Paying higher wages without the production of the matching goods and services leads to increasing inflation, as seen in Guyana during the previous administration, he said. This was only halted by the painful medicine that Guyana had to “drink” in the late 1980s, “and we will give the late President [Hugh Desmond] Hoyte honours for initiating that.”
He noted that the period of rampant inflation contributed greatly to the breakdown of society and the resort to living outside the law. “We don’t want to go there again,” he said. “Let us not go into the direction of wages and salaries which could not be sustained, which are not with what is happening in the production area and in the market place,” he said.
“We in the PPP/C do want a road to a better life…we are not against a better life, but what we are saying is that we have to get to that better life through our work and through sustained increases in pay, in line with increases in production and productivity,” he said. “We know that could do it…we of the PPP/C we know we could do it.

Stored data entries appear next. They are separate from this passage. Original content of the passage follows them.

PR #472, opened 2024-12-04
WIP: kernel map iterator to evict stale flows and avoid hmap churns

msherif1234:
## Dependencies

n/a

## Checklist


bpf/flows.c
```diff
@@ -61,6 +66,10 @@ static inline void update_existing_flow(flow_metrics *aggregate_flow, pkt_info *
     if (aggregate_flow->start_mono_time_ts == 0) {
         aggregate_flow->start_mono_time_ts = pkt->current_ts;
     }
+
+    if (aggregate_flow->last_seen_timestamp == 0) {
```
tohojo, line 70: This should be `if (pkt->currents_ts != 0)` - i.e., always update the timestamp with the latest value.

pkg/tracer/tracer.go
```diff
@@ -756,6 +769,65 @@ func (m *FlowFetcher) LookupAndDeleteMap(met *metrics.Metrics) map[ebpf.BpfFlowI
...
+	}
+
+	// trigger iterator kernel check to look for stale entries
+	f, err := m.flowMapLink.Open()
+	if err != nil {
+		log.WithError(err).WithField("flowId", id).Warnf("couldn't open flows map iterator")
+		m.lookupAndDeleteIterateSupported = false
+		return m.lookupAndDeleteMapUserSpace(met)
+	}
+	f.Close()
```
tohojo, line 823: It's not enough to open and close the link, you also need to read from it. See: 

https://github.com/xdp-project/bpf-examples/blob/master/pping/pping.c#L696

tohojo (commented):
A couple of nits on the usage of the iterator. But as a wider point, I'm not sure if this approach will give you the right values. Flows that don't expire will have their full counters read on every poll, so you'll get aggregate counter values instead of the values since last poll. So the aggregation logic will have to take this into account, and if you end up calculating the delta in userspace afterwards, I think that will eat any gains there may be from this...

pkg/tracer/tracer.go
msherif1234: ok I know I was missing something with iterator userspace trigger

msherif1234:
image

msherif1234:
this approach doesn't seem to yield in good resources usage vs doing it all in userspace
image

msherif1234:
closing this PR as it turned out it won't really help much the userspace resources

PR #483, opened 2024-12-13
Add enrichment stats

jotak:
New metric: `netobserv_agent_flows_enrichment_total`

The goal is to be able to track regressions in terms of quantity of flows being enriched.

Example of query:
`sum(rate(netobserv_agent_flows_enrichment_total[1m])) by (hasDNS, hasRTT, hasDrops, hasNetEvents)`

image

Or, to have the proportion of flows with RTT for instance:
`100 * sum(rate(netobserv_agent_flows_enrichment_total{hasRTT="true"}[1m])) / sum(rate(netobserv_agent_flows_enrichment_total[1m]))`

### DIFF
--- a/pkg/metrics/metrics.go
+++ b/pkg/metrics/metrics.go
@@ -2,6 +2,7 @@ package metrics
 
 import (
 	"errors"
+	"strconv"
 
 	"github.com/prometheus/client_golang/prometheus"
 	"github.com/sirupsen/logrus"
@@ -118,10 +119,20 @@ var (
 	)
 	errorsCounter = defineMetric(
 		"errors_total",
-		"errors counter",
+		"Errors counter",
 		TypeCounter,
 		"component",
 		"error",
+	)
+	flowEnrichmentCounterCounter = defineMetric(
+		"flows_enrichment_total",
+		"Statistics on flows enrichment",
+		TypeCounter,
+		"hasDNS",
+		"hasRTT",
+		"hasDrops",
+		"hasNetEvents",
+		"hasXlat",
 	)
 )
 
@@ -154,6 +165,7 @@ type Metrics struct {
 	NetworkEventsCounter  *EvictionCounter
 	BufferSizeGauge       *BufferSizeGauge
 	Errors                *ErrorCounter
+	FlowEnrichmentCounter *FlowEnrichmentCounter
 }
 
 func NewMetrics(settings *Settings) *Metrics {
@@ -168,6 +180,7 @@ func NewMetrics(settings *Settings) *Metrics {
 	m.NetworkEventsCounter = &EvictionCounter{vec: m.NewCounterVec(&networkEvents)}
 	m.BufferSizeGauge = &BufferSizeGauge{vec: m.NewGaugeVec(&bufferSize)}
 	m.Errors = &ErrorCounter{vec: m.NewCounterVec(&errorsCounter)}
+	m.FlowEnrichmentCounter = &FlowEnrichmentCounter{vec: m.NewCounterVec(&flowEnrichmentCounterCounter)}
 	return m
 }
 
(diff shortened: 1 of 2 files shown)


pkg/metrics/metrics.go
```diff
@@ -118,11 +119,20 @@ var (
...
 		"error",
 	)
+	flowEnrichmentCounterCounter = defineMetric(
+		"flows_enrichment_total",
+		"Statistics on flows enrichment",
+		TypeCounter,
+		"hasDNS",
+		"hasRTT",
+		"hasDrops",
+		"hasNetEvents",
```
msherif1234, line 134: we need `hasXlat` counter as well

jotak: done

pkg/tracer/tracer.go
```diff
@@ -905,6 +906,20 @@ func (m *FlowFetcher) LookupAndDeleteMap(met *metrics.Metrics) map[ebpf.BpfFlowI
...
 }
 
+func (m *FlowFetcher) increaseEnrichmentStats(met *metrics.Metrics, flow *model.BpfFlowContent) {
+	if flow.AdditionalMetrics != nil {
+		met.FlowEnrichmentCounter.Increase(
+			flow.AdditionalMetrics.DnsRecord.Id != 0,
+			flow.AdditionalMetrics.FlowRtt != 0,
+			flow.AdditionalMetrics.PktDrops.Packets != 0,
+			flow.AdditionalMetrics.NetworkEventsIdx != 0,
+			flow.AdditionalMetrics.TranslatedFlow.ZoneId != 0,
```
msherif1234, line 916: zoneid of 0 is valid

jotak: hmm :/
I wanted to avoid something more costly, so I guess I need to check for empty IPs ...

memodi:
>
Or, to have the proportion of flows with RTT for instance:
100 * sum(rate(netobserv_agent_flows_enrichment_total{hasRTT="true"}[1m])) / sum(rate(netobserv_agent_flows_enrichment_total[1m]))

@jotak - for such metrics , I think it would be useful to have queries that shows delta between the time period, for example, with the traffic being constant, if some feature enrichment stats drops heavily in a 5 min interval compared to previous 5min interval. Is it possible to have example of such queries?

pkg/metrics/metrics.go
```diff
@@ -118,11 +119,21 @@ var (
 	)
 	errorsCounter = defineMetric(
 		"errors_total",
-		"errors counter",
+		"Errors counter",
```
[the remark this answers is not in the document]
jotak: Just for consistency, all other help texts are capitalized .E.g "Sampling rate" just above

pkg/tracer/tracer.go
```diff
@@ -929,6 +930,20 @@ func (m *FlowFetcher) LookupAndDeleteMap(met *metrics.Metrics) map[ebpf.BpfFlowI
 	return flows
 }
 
+func (m *FlowFetcher) increaseEnrichmentStats(met *metrics.Metrics, flow *model.BpfFlowContent) {
+	if flow.AdditionalMetrics != nil {
+		met.FlowEnrichmentCounter.Increase(
+			flow.AdditionalMetrics.DnsRecord.Id != 0,
+			flow.AdditionalMetrics.FlowRtt != 0,
+			flow.AdditionalMetrics.PktDrops.Packets != 0,
+			flow.AdditionalMetrics.NetworkEventsIdx != 0,
```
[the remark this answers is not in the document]
jotak: oh, right
`!model.AllZerosMetaData(flow.AdditionalMetrics.NetworkEvents[0])` would be better I guess

jotak:
> @jotak - for such metrics , I think it would be useful to have queries that shows delta between the time period, for example, with the traffic being constant, if some feature enrichment stats drops heavily in a 5 min interval compared to previous 5min interval. Is it possible to have example of such queries?

First time I'm doing this, but yeah, sounds like it's doable, e.g:

Here's a rate function:
```
 sum(rate(netobserv_agent_flows_enrichment_total{hasRTT="true"}[1m]))
```

Capture d’écran du 2025-01-14 13-09-59

Here's the rate derivative (second derivative) :
```
deriv(sum(rate(netobserv_agent_flows_enrichment_total{hasRTT="true"}[1m]))[2m:15s])
```

Capture d’écran du 2025-01-14 13-10-07

It shows the derivative for changes in the rate in the last 2 minutes. In other words, when this metric is not close to 0, it means there has been changes in the last 2 minutes.

PR #487, opened 2024-12-14
WIP: Initial intg with UDN interface mapping api

msherif1234:
## Dependencies

n/a

## Checklist


jotak (commented):
just one question/remark, other than that lgtm

pkg/pbflow/proto.go
```diff
@@ -91,10 +91,27 @@ func FlowToPB(fr *model.Record, s *ovnobserv.SampleDecoder) *Record {
...
+			Udn:       "",
+		}
+		if s != nil {
+			m, err := s.GetInterfaceUDNs()
+			if err == nil {
+				if v, ok := m[entry.Interface]; ok {
+					if v != "" {
+						entry.Udn = v
+					} else {
+						entry.Udn = "default-network"
```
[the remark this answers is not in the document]
msherif1234: I don't think it will ever conflict with udn tag it uses name/namespace syntax but I will double check with ovnk team to be sure

pkg/exporter/converters_test.go
```diff
@@ -56,6 +56,7 @@ func TestConversions(t *testing.T) {
 					},
 				},
 				Interfaces:    []model.IntfDir{model.NewIntfDir("eth0", model.DirectionEgress)},
+				UdnList:       []string{""},
```
jotak, line 59: could you add some non-empty data in some of the tests?

msherif1234: sure will do

pkg/pbflow/proto.go
```diff
@@ -90,10 +90,27 @@ func FlowToPB(fr *model.Record, s *ovnobserv.SampleDecoder) *Record {
...
 	pbflowRecord.DupList = make([]*DupMapEntry, 0)
 	for _, intf := range fr.Interfaces {
-		pbflowRecord.DupList = append(pbflowRecord.DupList, &DupMapEntry{
+		entry := DupMapEntry{
 			Interface: intf.Interface,
 			Direction: Direction(intf.Direction),
-		})
+			Udn:       "",
+		}
+		if s != nil {
```
jotak, line 98: Doing this in protobuf decode will cause the same issue as what I mentioned here: https://github.com/netobserv/netobserv-ebpf-agent/pull/286#pullrequestreview-2230254996
.. and which made us having this bug: https://issues.redhat.com/browse/NETOBSERV-2009
I think it doesn't make sense to have any enrichment set in protobuf decode. There should be in a common path, not something that may end up not being invoked. IMO we should fix that in a first place rather than adding technical debt.

pkg/exporter/converters_test.go
msherif1234: well actually this will require mock to ovnk decoded to return back strings

pkg/pbflow/proto.go
msherif1234: I think adding new pipeline might be very risk at this stage given the unstability e have can this be deferred to 1.9 ?

jotak: An option could be to create a new stage (like in [this area](https://github.com/netobserv/netobserv-ebpf-agent/blob/ca5b9445508a8befa8fe65eefd8f29d460733f79/pkg/agent/agent.go#L504-L515)), or perhaps inject some enrichment callback directly in `NewRecord` [like it's done for interfaceNamer](https://github.com/netobserv/netobserv-ebpf-agent/blob/main/pkg/model/record.go#L89), wdyt?

jotak: We should fix NETOBSERV-2009 in 1.8 so if we fix it for events we could surely fix it as well for udns?

msherif1234: we still in TP for network events so no urgency for CLI support I think for 1.8 I will try to explode the new stage option

pkg/pbflow/proto.go
```diff
@@ -90,10 +90,27 @@ func FlowToPB(fr *model.Record, s *ovnobserv.SampleDecoder) *Record {
...
+			m, err := s.GetInterfaceUDNs()
```
jotak, line 99: Looking at the ovn code, it seems like `s.GetInterfaceUDNs()` doesn't just returned some cached thing, it calls `d.ovsdbClient.List(context.Background(), &ifaces)` under the hood, which may involve some i/o ? That would be nice to double check. I think it's better _at the very least_ to move this call out of the interface for loop, but even better, it could be fetched just once for the whole eviction loop ?

msherif1234: ovsdb is a unix socket to ovs DB `/var/run/openvswitch/db.sock` and I believe its cache based too, doing once per evicttion won't work as we might miss tags as pods comes and goes

jotak: even if there's a cache doesn't mean there will never be i/o - it sounds risky to have that in the agent data path
... checking with the ovn folks what it really is about

pkg/model/record.go
```diff
@@ -8,8 +8,10 @@ import (
 	"reflect"
 	"time"
 
-	"github.com/netobserv/flowlogs-pipeline/pkg/config"
 	"github.com/netobserv/netobserv-ebpf-agent/pkg/ebpf"
+
+	ovnmodel "github.com/ovn-org/ovn-kubernetes/go-controller/observability-lib/model"
+	ovnobserv "github.com/ovn-org/ovn-kubernetes/go-controller/observability-lib/sampledecoder"
```
jotak, line 14: I don't want to block this PR further, but I think we should get rid of these dependencies in our model package
So, no blocker - I suggest to add that to a follow-up task - possibly for 1.9.

An option could be to pass an interface, or callbacks, instead of the actual sampledecoder.
(Another option which we briefly discussed is to add a new stage instead of doing this decoration directly in `Record`, but I'm not sure it's any better)

pkg/model/record.go
```diff
@@ -97,16 +107,72 @@ func NewRecord(
...
+		return IntfDirUdn{Interface: intf, Direction: dir, Udn: ""}
+	}
+
+	// Load UDN cache if empty
+	if len(udnsCache) == 0 {
+		m, err := s.GetInterfaceUDNs()
+		if err != nil {
+			return IntfDirUdn{Interface: intf, Direction: dir, Udn: ""}
+		}
+		udnsCache = m
```
jotak, line 162: this cache is never updated? I can add that also as a follow-up if you want

pkg/pbflow/proto.go
```diff
@@ -110,43 +108,12 @@ func FlowToPB(fr *model.Record, s *ovnobserv.SampleDecoder) *Record {
...
-						pbflowRecord.NetworkEventsMetadata = append(pbflowRecord.NetworkEventsMetadata, &pbEvent)
-						seen[mdStr] = true
-					}
-				} else {
-					protoLog.Errorf("unable to decode Network events cookie: %v", err)
-				}
-			}
-		}
+
+	pbflowRecord.NetworkEventsMetadata = make([]*NetworkEvent, 0)
```
jotak, line 112: nit / follow-up: avoid creating NetworkEventsMetadata if fr.NetworkMonitorEventsMD is empty?

pkg/decode/decode_protobuf.go
```diff
@@ -69,12 +69,19 @@ func RecordToMap(fr *model.Record) config.GenericMap {
 
 	var directions []int
 	var interfaces []string
+	var udns []string
 	for _, intf := range fr.Interfaces {
 		directions = append(directions, intf.Direction)
 		interfaces = append(interfaces, intf.Interface)
+		if intf.Udn != "" {
```
jotak, line 76: shouldn't we append udns here, regardless of it's presence? It depends how this data is processed in the console plugin. If the udn array is correlated with the interface array, the indexes in udn array must match the one from the interfaces. Not totally sure about that.

msherif1234: in the console side they are two separate list? u mean when user correlate between the two in the console ui they won't be in sync so maybe its better to show it regardless I will remove this check

pkg/model/record.go
msherif1234: yeah we can see how to clean this further in 1.9 I briefly looked at new stage but I quickly realized it adds some overhead and wasn't sure how to correctly wire things

pkg/model/record.go
msherif1234: well the caches is reset every eviction then read from ovnk after that its just ready only no update is needed during the eviction processing

pkg/decode/decode_protobuf.go
jotak: honestly I don't remember how it's one in the console plugin ... For interfaces and direction I know that we have a column that shows both "Interfaces and Directions" so the 2 arrays are correlated; but did we do something similar for udn, I'm not sure

pkg/model/record.go
jotak: oh yes I didn't noticed in NewRecord

jotak (approved):
/lgtm

PR #735, opened 2024-02-23
CH-100 Add preliminary docker-compose support

aranega:
Closes CH-100

Adds a preliminary docker-compose support for cloud-harness.

Implemented solution: 
The implementation relies on helm templates dedicated for docker-compose.
A new folder can be defined and used for all docker-compose related templates, while a mechanism allows one to define where some files can be generated.
On a general note, all files that needs to be generated from templates and needs to be embedded in containers needs to be generated in a specific directory in the file system.
The generated files are then mounted in the countainer.

How to test this PR: 
There is a new option `--docker-compose` that can be passed as argument of the command line for the `harness-deployment` command.
This new option will generate in `deployment/compose` all the templates and specific files for the cloudharness deployment, a `deployment/docker-compose.yaml` will be produced, and the `skaffold.yaml` file is modified to target docker-compose for deployment (even if this feature is still not yet supported).

### Sanity checks:
- [X] The pull request is explicitly linked to the relevant issue(s)
- [ X The issue is well described: clearly states the problem and the general proposed solution(s)
- [X] From the issue and the current PR it is explicitly stated how to test the current change
- [X] The labels in the issue set the scope and the type of issue (bug, feature, etc.)
- [X] All the automated test checks are passing
- [ ] All the linked issues are included in one milestone
- [X] All the linked issues are assigned

- [X] The present changes do not change the preexisting api in any way

- [X] There is no reason why deployments based on CloudHarness may break after the current update


applications/nfsserver/deploy/templates-compose/nfsserver-deployment.yaml
```diff
@@ -0,0 +1,19 @@
+{{- define "nfsserver.deployment" }}
```
filippomc, line 1: not supporting this, removing

applications/events/deploy/templates-compose/deployments.yaml
```diff
@@ -0,0 +1,97 @@
+{{- define "events.deployment" }}
```
filippomc, line 1: if it doesn't work, better remove it

deployment-configuration/compose/templates/allvalues-template.yaml
```diff
@@ -0,0 +1,20 @@
+{{- /*
```
filippomc, line 1: Not sure what's the purpose of this template. I'm seeing two files generated -- allvalues.yaml and  allvalue2.yaml, with the same content as values.yaml

deployment-configuration/compose/templates/auto-compose.yaml
```diff
@@ -0,0 +1,241 @@
...
+      - "/var/run/docker.sock:/var/run/docker.sock:ro"
+      - "./certs/:/certs/:ro"
+      - "./traefik.yaml:/etc/traefik/dynamic_conf/conf.yml:ro"
+
+{{- range $app_name, $app_config := .Values.apps }}
+  {{- if has $app_name (list "argo" "events" "nfsserver") -}}
+  {{- continue -}}
+  {{- end -}}
+  {{ $deployment :=  $app_config.harness.deployment }}
+  {{- if eq $app_name "nfsserver" }}
```
filippomc, line 30: better remove, there's no use case of the nfs server for docker-compose (its purpose is to provide a ReadWriteMany volume on K8s, but all volumes are equivalent of ReadWriteMany on docker as we are on a single node)

deployment-configuration/compose/templates/auto-compose.yaml
```diff
@@ -0,0 +1,241 @@
...
+  {{- with $app_config.harness.deployment.volume }}
+  {{ .name }}:
+  {{- end }}
+  {{- with $app_config.harness.database }}
+  {{ .name }}:
+  {{- if eq .type "postgres" }}
+  dshm-{{ .name }}:
+  {{- end }}
+  {{- end }}
+  {{- if eq $app_name "nfsserver" }}
```
filippomc, line 234: remove

deployment-configuration/compose/templates/auto-gatekeepers.yaml
```diff
@@ -0,0 +1,146 @@
...
+    - {{ .app.harness.service.name }}:{{ .app.harness.service.name }}.default
+{{- end }}
+
+{{- define "securedservice.deploy.resources" }}
+{{- $tls := not (not .root.Values.tls) }}
+cloudharness-metadata:
+  path: resources/generated/{{ .app.harness.service.name }}-gk/proxy.yml
+
+data: |-
+    verbose: {{ .root.Values.debug }}
```
filippomc, line 49: So much duplication here, we should find a way to use the same source template for this

deployment-configuration/compose/templates/auto-gatekeepers.yaml
```diff
@@ -0,0 +1,146 @@
...
+  path: resources/generated/{{ .app.harness.service.name }}-gk/cacert.crt
+
+data: |-
+{{ .files.Get "resources/certs/cacert.crt" | indent 2 }}
+---
+cloudharness-metadata:
+  path: resources/generated/{{ .app.harness.service.name }}-gk/access-denied.html.tmpl
+
+data: |-
+    <!DOCTYPE html>
```
filippomc, line 91: Another duplicated file, better extract and share

deployment-configuration/compose/values.yaml
```diff
@@ -0,0 +1,79 @@
+# -- If set to true, local DNS mapping is added to pods.
```
filippomc, line 1: this is the same values.yaml we use for kubernetes, better avoid duplication

tools/deployment-cli-tools/ch_cli_tools/dockercompose.py
```diff
@@ -0,0 +1,891 @@
...
+from . import HERE, CH_ROOT
+from cloudharness_utils.constants import TEST_IMAGES_PATH, VALUES_MANUAL_PATH, HELM_CHART_PATH, APPS_PATH, HELM_PATH, \
+    DEPLOYMENT_CONFIGURATION_PATH, BASE_IMAGES_PATH, STATIC_IMAGES_PATH, COMPOSE
+from .utils import get_cluster_ip, get_image_name, env_variable, get_sub_paths, guess_build_dependencies_from_dockerfile, image_name_from_dockerfile_path, \
+    get_template, merge_configuration_directories, merge_to_yaml_file, dict_merge, app_name_from_path, \
+    find_dockerfiles_paths, find_file_paths
+
+from .models import HarnessMainConfig
+
+KEY_HARNESS = 'harness'
```
filippomc, line 27: These constants are also defined in helm.py. Better extract and share

tools/deployment-cli-tools/ch_cli_tools/dockercompose.py
```diff
@@ -0,0 +1,891 @@
...
+        logging.info(f'openssl container logs: {logs}')
+
+        # stop the container
+        container.kill()
+
+        logging.info("Created certificates for local deployment")
+
+    def __finish_helm_values(self, values):
+        """
+        Sets default overridden values
```
filippomc, line 399: this logic is the same as in helm.py, extracting a superclass might allow us to avoid duplication

filippomc (changes requested):
This is looking great functionally wise and far beyond the initial expectations. Before pulling it I'd like to ensure unit tests are there and we have done all our best to avoid code duplication.

deployment-configuration/compose/Chart.yaml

Our past 18 years have shown that we could do it,” he said. “This budget of 2011 and all of our preceding budgets are about keeping us on the straight and narrow path which leads to prosperity, resisting the alluring deceptions of paths which may flatter us today, but take us tomorrow back along the path of the first 20 years of independence” he said.
On VAT, the Prime Minister said that the tax, introduced in 2007, takes proportionately more from those who have more and proportionately less from those who have less.
“The person with more money who buys and enjoys goods and services contributes more to the government coffers,” he said.
“No VAT is charged on basic food, basic education and basic health, and some basic building material,” he said.